For the simple case, the option is there (Ubuntu and Fedora have their software centers and GUI control panels, SUSE has YAST), just most native users don't use them. For the complex case, it's not practical because that would mean overhauling the long tail of packages.
Around 1999, I said to someone, "You cannot be 'l33t' and also have the Year of the Linux Desktop."
And some people really love that l33t feel, right down to git. I've had people here tell me that "reflog" is just as intuitively obvious as "undo." You can't reason with those people.
I'm scratching an itch right now to make a wizard-driven application, but in the CLI. Right now I am noticing little subtle bits of friction driven by Arcanery, such as things which aren't easily possible in Windows being available in Linux, but locked behind a hoop or two. Even the input prompt itself in my chosen language is slightly sad.
I'm genuinely curious what you see as an ideal state here? Most end-user oriented Gnome and KDE-based desktop OS's (Ubuntu, Fedora, Mint etc.) are already mostly configurable from menus, for most features an end-user would need to care about. (If I'm mistaken - what feature did you have in mind which isn't?) Outside of that, just run the application you're trying to run.
Why would the user need to worry about the ergonomics of the terminal? Is that something people worry about on Windows and MacOS?
You have ostensibly "user friendly" distros like Ubuntu, that still, in 2024, refuse to implement the standard ctrl+v for paste and add a modern cursor to their terminal.
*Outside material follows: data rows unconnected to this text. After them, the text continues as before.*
PR #2300, opened 2024-06-10
fix(webhooks): [nan-1173] fix webhooks

khaliqgant:
## Describe your changes
Extra parameter `rawBody` pushed the arguments so that an error was being thrown on any webhook ```2024-06-10T17:48:43.711Z [ERROR] [Webhook.Manager] error processing incoming webhook for hubspot -  logContextGetter.create is not a function```

This happened when the `rawBody` argument was added with this [change](https://github.com/NangoHQ/nango/commit/5501f45294630ee614108737f3f093d52a63843b#diff-63266d085481df27d38eb6629f683f2885fec64be0139f5a403a76b0b3cbaf21R13) and then later an additional argument was added but wasn't updated for the other webhooks. When the last argument `logContextGetter` was added with this [change](https://github.com/NangoHQ/nango/commit/dfd74ff2e0d790b0bfbcab65cc42b0bf59b6dafe#diff-63266d085481df27d38eb6629f683f2885fec64be0139f5a403a76b0b3cbaf21R23) the arguments became misaligned.

NAN-1173

### DIFF
--- a/packages/server/lib/controllers/oauth.controller.ts
+++ b/packages/server/lib/controllers/oauth.controller.ts
@@ -245,7 +245,7 @@ class OAuthController {
             }
 
             // certain providers need the credentials to be specified in the config
-            if (overrideCredentials) {
+            if (overrideCredentials && (overrideCredentials['oauth_client_id_override'] || overrideCredentials['oauth_client_secret_override'])) {
                 if (overrideCredentials['oauth_client_id_override']) {
                     config.oauth_client_id = overrideCredentials['oauth_client_id_override'];
 
@@ -1545,6 +1545,9 @@ class OAuthController {
                 );
             } else {
                 await updateSuccessActivityLog(activityLogId, template.auth_mode === 'CUSTOM' ? null : true);
+                if (template.auth_mode === 'CUSTOM') {
+                    await logCtx.success();
+                }
             }
 
             await telemetry.log(LogTypes.AUTH_TOKEN_REQUEST_SUCCESS, 'OAuth2 token request succeeded', LogActionEnum.AUTH, {
@@ -1555,7 +1558,6 @@ class OAuthController {
                 authMode: String(template.auth_mode)
             });
 
-            await logCtx.success();
             return publisher.notifySuccess(res, channel, providerConfigKey, connectionId, pending);
         } catch (err) {
             const prettyError = stringifyError(err, { pretty: true });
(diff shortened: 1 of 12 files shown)


packages/server/lib/controllers/oauth.controller.ts
```diff
@@ -245,7 +245,7 @@ class OAuthController {
             }
 
             // certain providers need the credentials to be specified in the config
-            if (overrideCredentials) {
+            if (overrideCredentials && (overrideCredentials['oauth_client_id_override'] || overrideCredentials['oauth_client_secret_override'])) {
```
TBonnin, line 248: not sure I follow why we are adding this condition

packages/server/lib/controllers/oauth.controller.ts
```diff
@@ -1545,6 +1545,9 @@ class OAuthController {
                 );
             } else {
                 await updateSuccessActivityLog(activityLogId, template.auth_mode === 'CUSTOM' ? null : true);
+                if (template.auth_mode === 'CUSTOM') {
```
TBonnin: why only when `CUSTOM`

TBonnin (commented):
named parameters FTW. Maybe we should have a rule like if a function has more than 2 parameters we must use an object.

packages/server/lib/controllers/oauth.controller.ts
bodinsamuel: this seems incorrect indeed unless I missed something

bodinsamuel (commented):
same comment as Thomas

packages/server/lib/controllers/oauth.controller.ts
khaliqgant: With a github oauth app credentials are actually passed in so in this scenario override was a false positive.

packages/server/lib/controllers/oauth.controller.ts
khaliqgant: Yup, thanks, removed

packages/shared/lib/services/connection.service.ts
```diff
@@ -985,6 +985,8 @@ class ConnectionService {
         });
         await logCtx.info('App connection was approved and credentials were saved');
 
+        await logCtx.success();
```
bodinsamuel: Can you remove this one too, success is applied at a higher level

bodinsamuel (approved):

packages/shared/lib/services/connection.service.ts
khaliqgant: Done with https://github.com/NangoHQ/nango/pull/2300/commits/6ecbe5c2badf1952121fa4c5a2a28620de0dc281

The OS is kept artificially difficult to use, just because it's maintainers get off on knowing it's cryptic interface language. Imagine an LLM better than GPT-4, but the devs only speak Klingon and refuse to implement English because Klingon is more efficient on paper. Then they constantly groan about low adoption and training data availability, while death gripping Klingon as the superior way of interfacing.
Please, for the sake of humanity trapped in Microsoft's dungeon, please come down off your CLI high horse and make a user friendly OS.